── EXERCISE DATA

PR #2398, opened 2024-05-10
feat!: Extract wallet_invokeSnap implementation into own middleware

rekmarks:
We are moving our permission middleware ahead of all RPC method implementations in the extension (https://github.com/MetaMask/metamask-extension/pull/24472) and mobile (https://github.com/MetaMask/metamask-mobile/pull/9521). This breaks the current implementation of `wallet_invokeSnap`, which assumes that it's called before the permission middleware (which calls the implementation of `wallet_snap`, which is a restricted method).

This PR splits `wallet_invokeSnap` into its own middleware function. Since the method only transforms requests, and is not actually a method implementation, it can be placed ahead of the permission middleware. Also removes some apparently unused exports.

### DIFF
--- a/packages/snaps-rpc-methods/src/index.ts
+++ b/packages/snaps-rpc-methods/src/index.ts
@@ -1,6 +1,6 @@
 export {
-  handlers as permittedMethods,
   createSnapsMethodMiddleware,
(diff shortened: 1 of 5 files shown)


rekmarks:
We're not going to take this route.

PR #2400, opened 2024-05-13
Add `Cardano` to `SNAPS_DERIVATION_PATHS`

PeterBenc:
**Motivation**

Display Cardano when requesting snap permission for path 1852'/1815'/

PR #2408, opened 2024-05-15
Add support for BIP-32-Ed25519 / CIP-3 key derivation

Mrtenz:
This bumps `@metamask/key-tree` to `9.1.0` and applies some changes to support the new BIP-32-Ed25519 derivation.

Replaces #2400.

### DIFF
--- a/packages/snaps-rpc-methods/src/restricted/getBip32Entropy.test.ts
+++ b/packages/snaps-rpc-methods/src/restricted/getBip32Entropy.test.ts
@@ -137,5 +137,33 @@ describe('getBip32EntropyImplementation', () => {
         }
       `);
     });
+
+    it('derives a path using ed25519Bip32', async () => {
+      const getUnlockPromise = jest.fn().mockResolvedValue(undefined);
+      const getMnemonic = jest
+        .fn()
+        .mockResolvedValue(TEST_SECRET_RECOVERY_PHRASE_BYTES);
+
+      expect(
+        // @ts-expect-error Missing other required properties.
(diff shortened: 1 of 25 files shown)


packages/snaps-rpc-methods/src/restricted/getBip32Entropy.test.ts
```diff
@@ -137,5 +137,33 @@ describe('getBip32EntropyImplementation', () => {
         }
       `);
     });
+
+    it('derives a path using ed25519Bip32', async () => {
```
FrederikBolding, line 141: Can we test `getBip32PublicKey` too?

packages/snaps-utils/src/manifest/validation.ts
```diff
@@ -111,7 +111,7 @@ export const bip32entropy = <
 export const Bip32EntropyStruct = bip32entropy(
   type({
     path: Bip32PathStruct,
-    curve: enums(['ed25519', 'secp256k1']),
+    curve: enums(['ed25519', 'secp256k1', 'ed25519Bip32']),
```
FrederikBolding, line 114: Can we test that this matches `SupportedCurve` somehow?

Mrtenz: Yes, done.

packages/snaps-rpc-methods/src/restricted/getBip32Entropy.test.ts
Mrtenz: Done.

FrederikBolding (approved):

PR #2409, opened 2024-05-15
Support JSX and Interactive UI in simulator

GuillaumeRx:
## Description

This PR allows the simulator to consume the new JSX components from Snaps custom UI.

It also enable interactive interfaces to work in the simulator.

## Breakdown:
- Renderer:
  - Swap the old component format to the JSX format
  - Create a Context provider to provide interaction handlers to the components
  
- `OnRpcRequest` and `OnTransaction`:
  - Add the missing hooks and handlers to the simulation backend and Redux Store
  - Create a dupe of the interface in the redux store to enable reactive re-rendering of the interface.
  - Interfaces now all go through the `SnapInterfaceController`

- UI Builder:
  - Refactor the code generation methods
  - Refactor the component extraction methods
  - Adds the `Field` component


packages/snaps-simulator/src/contexts/SnapInterface.tsx
```diff
@@ -0,0 +1,202 @@
...
+  );
+};
+
+/**
+ * Get the Snap Interface context.
+ *
+ * @returns The Snap Interface context.
+ */
+export function useSnapInterfaceContext() {
+  return useContext(SnapInterfaceContext) as SnapInterfaceContextType;
```
Mrtenz, line 201: Maybe create an initial context with no-op functions instead of null, to avoid the type cast here.

packages/snaps-simulator/src/features/builder/utils.ts
```diff
@@ -35,10 +38,82 @@ export function getNodeText(nodeModel: NodeModel<Component>) {
...
+    (fieldChildren as JSXElement[]).some(
+      (child) =>
+        (child.type === 'Button' && node.type === 'Button') ||
+        (child.type === 'Input' && node.type === 'Input'),
+    )
+  ) {
+    return false;
+  }
+
+  return node.type === 'Input' || node.type === 'Button';
```
Mrtenz, line 68: Fields can also take dropdowns and soon file inputs. Can we make this more generic somehow?

packages/snaps-simulator/src/features/builder/utils.ts
```diff
@@ -75,7 +161,8 @@ export function nodeModelsToComponent(
   }
 
   const root = clonedModels.find((model) => model.parent === 0);
-  assert(root?.data?.type === 'panel', 'Root must be a panel.');
+
+  assert(root?.data?.type === 'Box', 'Root must be a panel.');
```
Mrtenz, line 165:
```suggestion
  assert(root?.data?.type === 'Box', 'Root must be a box.');
```

packages/snaps-simulator/src/features/builder/utils.ts
```diff
@@ -105,82 +196,75 @@ function getComponentTypes(component: Panel | Form): NodeType[] {
...
+ * @param props - The props.
+ * @returns The props to code.
  */
-function componentToCode(component: Component): string {
-  if (component.type === NodeType.Panel) {
-    return `panel([\n${component.children
-      .map(componentToCode)
-      .join(',\n')}\n])`;
-  }
+function getElementProps(props: Record<string, unknown>) {
```
Mrtenz, line 222: We may be able to share some code between this and `snaps-jest` here.

packages/snaps-simulator/src/features/renderer/components/Box.tsx
```diff
@@ -0,0 +1,28 @@
...
+};
+
+export const Box: FunctionComponent<BoxProps> = ({ node, id }) => {
+  assertJSXElement(node);
+  assert(node.type === 'Box', 'Expected value to be a Box component.');
+  return (
+    <ChakraBox key={id}>
+      {getJsxChildren(node).map((child, index) => (
+        <SnapComponent
+          node={child as JSXElement}
```
Mrtenz, line 22: This is not necessarily a `JSXElement`. It could also be `null` or `string` IIRC.

packages/snaps-simulator/src/features/renderer/components/Text.tsx
```diff
@@ -1,54 +1,23 @@
-import { Text as ChakraText, Link as ChakraLink } from '@chakra-ui/react';
-import { isComponent } from '@metamask/snaps-sdk';
+import { Text as ChakraText } from '@chakra-ui/react';
+import { assertJSXElement } from '@metamask/snaps-sdk/jsx';
+import { getJsxChildren } from '@metamask/snaps-utils';
 import { assert } from '@metamask/utils';
 import type { FunctionComponent } from 'react';
-import ReactMarkdown from 'react-markdown';
```
Mrtenz, line 5: You can remove this package now.

packages/snaps-simulator/src/features/builder/utils.ts
GuillaumeRx: Can you point me to what part you were thinking we could reuse ? I've searched in `snaps-jest` but nothing seems relevant.

Mrtenz: I mean this part:

https://github.com/MetaMask/snaps/blob/3866525b483f3ca33ed68398292d2c3f5e65fb84/packages/snaps-jest/src/matchers.ts#L187-L248

It turns a rendered JSX node into code.

packages/snaps-simulator/src/features/renderer/components/Box.tsx
GuillaumeRx: We'll never have a string passed here, `getJsxChildren` return type has `string` but the only time a string is a children is with a `Text` component that has another method to render its children

packages/snaps-sdk/src/jsx/components/Box.ts
```diff
@@ -17,6 +17,25 @@ export type BoxProps = {
 
 const TYPE = 'Box';
 
+export const BOX_CHILD_TYPES = [
```
Mrtenz, line 20: Can we extract this from the validation struct instead? Otherwise we need some solution to keep the two in sync at least.

packages/snaps-sdk/src/jsx/components/form/Field.ts
```diff
@@ -18,6 +18,8 @@ export type FieldProps = {
 
 const TYPE = 'Field';
 
+export const FIELD_CHILD_TYPES = ['Input', 'Dropdown', 'Button'];
```
Mrtenz, line 21: Same here.

packages/snaps-sdk/src/jsx/components/form/Form.ts
```diff
@@ -19,6 +19,8 @@ type FormProps = {
 
 const TYPE = 'Form';
 
+export const FORM_CHILD_TYPES = ['Field', 'Button'];
```
Mrtenz, line 22: Same here.

packages/snaps-simulator/src/features/builder/components/TemplateComponentList.tsx
```diff
@@ -33,57 +44,69 @@ const SVG = `<svg width="12" height="12" viewBox="0 0 12 12" fill="none" xmlns="
...
+    data: Button({ children: 'Button' }),
     droppable: false,
   },
   {
     icon: 'form',
     text: 'Form',
-    data: form('form', []),
+    data: Form({
+      name: 'form',
+      children: [] as unknown as FormElement['props']['children'],
```
Mrtenz, line 93: Why do you need this?

packages/snaps-simulator/src/features/builder/utils.test.ts
```diff
@@ -1,134 +1,344 @@
...
 describe('nodeModelsToComponent', () => {
   it('creates a component from an array of node models', () => {
-    const nodeModels: NodeModel<Component>[] = [
+    const nodeModels: NodeModel<JSXElement>[] = [
       {
         id: 1,
         parent: 0,
         text: 'parent',
-        data: panel([]),
+        // @ts-expect-error - Invalid Box children prop.
```
Mrtenz, line 96: This should be valid now.

Mrtenz (changes requested):

packages/snaps-sdk/src/jsx/components/Box.ts
GuillaumeRx: We can extract it for most of the structs apart from the `Field` struct due to the tuple used in it. It makes the validation of the component impossible since we drop one element at a time.

packages/snaps-sdk/src/jsx/components/form/Field.ts
GuillaumeRx: See https://github.com/MetaMask/snaps/pull/2409#discussion_r1638110272

packages/snaps-simulator/src/features/builder/components/TemplateComponentList.tsx
GuillaumeRx: It's just to silence the error due to invalid children. I saw that we allow null now. Will look at changing this

Mrtenz: We reverted the change that components must have >0 children, so I think you can just remove the type cast now.

GuillaumeRx:
@metamaskbot update-pr

packages/snaps-controllers/coverage.json
```diff
@@ -1,6 +1,6 @@
 {
-  "branches": 92.08,
-  "functions": 96.74,
-  "lines": 97.95,
-  "statements": 97.63
+  "branches": 91.87,
+  "functions": 96.41,
+  "lines": 97.71,
+  "statements": 97.4
```
Mrtenz, line 5: Why is this going down?

packages/snaps-controllers/src/interface/SnapInterfaceController.ts
```diff
@@ -11,15 +11,15 @@ import type {
...
+} from '@metamask/snaps-utils';
 import { assert } from '@metamask/utils';
 import { nanoid } from 'nanoid';
 
-import {
-  constructState,
-  getJsxInterface,
-  validateInterfaceContext,
-} from './utils';
+import { constructState, validateInterfaceContext } from './utils';
```
Mrtenz, line 22: ?

packages/snaps-sdk/src/jsx/components/form/Field.ts
```diff
@@ -20,7 +20,8 @@ export type FieldProps = {
     | DropdownElement
     | FileInputElement
     | InputElement
-    | CheckboxElement;
+    | CheckboxElement
+    | null;
```
Mrtenz, line 24: I don't think `Field` should accept `null`.

Mrtenz (changes requested):

packages/snaps-sdk/src/jsx/components/form/Field.ts
GuillaumeRx: If Field don't accept `null` there is no way of validating the Field in the simulator since the struct will always fail when you try to place an empty `Field`.

Mrtenz: Ah, right. @FrederikBolding do you have any ideas

packages/snaps-controllers/src/interface/SnapInterfaceController.ts
GuillaumeRx: Sorry I moved this function to use it in the simulator but ended up not using it. reverted

packages/snaps-sdk/src/jsx/components/form/Field.ts
FrederikBolding: Hmm, could we add an edge-case to the validation in the simulator instead?

I agree with Maarten that `Field` shouldn't accept `null`

GuillaumeRx: Updated :)

Mrtenz (approved):

PR #2411, opened 2024-05-15
feat(snaps-utils): Allow overriding allowed protocols in validateLink

legobeat:
By popular request, allow specifying custom protocols for link validation.

### DIFF
--- a/packages/snaps-rpc-methods/src/restricted/notify.ts
+++ b/packages/snaps-rpc-methods/src/restricted/notify.ts
@@ -122,7 +122,7 @@ export function getImplementation(
     isOnPhishingList,
     maybeUpdatePhishingList,
   }: NotifyMethodHooks,
-  allowedProtocols: string[],
+  allowedProtocols?: string[],
 ) {
   return async function implementation(
     args: RestrictedMethodOptions<NotifyParams>,


FrederikBolding:
@legobeat What is the use-case here? 🤔

packages/snaps-controllers/src/interface/SnapInterfaceController.ts
```diff
@@ -272,6 +272,7 @@ export class SnapInterfaceController extends BaseController<
     );
 
     await this.#triggerPhishingListUpdate();
+    // TODO: Expose configuration for allowedProtocols in validateJsxLinks
```
FrederikBolding, line 275: This change isn't very impactful until this is done, since all UI is converted to JSX as of recently.

packages/snaps-rpc-methods/src/restricted/notify.ts
```diff
@@ -111,15 +111,19 @@ export const notifyBuilder = Object.freeze({
...
-  maybeUpdatePhishingList,
-}: NotifyMethodHooks) {
+export function getImplementation(
+  {
+    showNativeNotification,
+    showInAppNotification,
+    isOnPhishingList,
+    maybeUpdatePhishingList,
+  }: NotifyMethodHooks,
+  allowedProtocols?: string[],
```
FrederikBolding, line 125: Does the PermissionController support this?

────

§ WHAT THE TASK ASKS: Only the number is wanted: how many lines in the data include the string "into"?

§ OUTPUT OF THE TASK: 3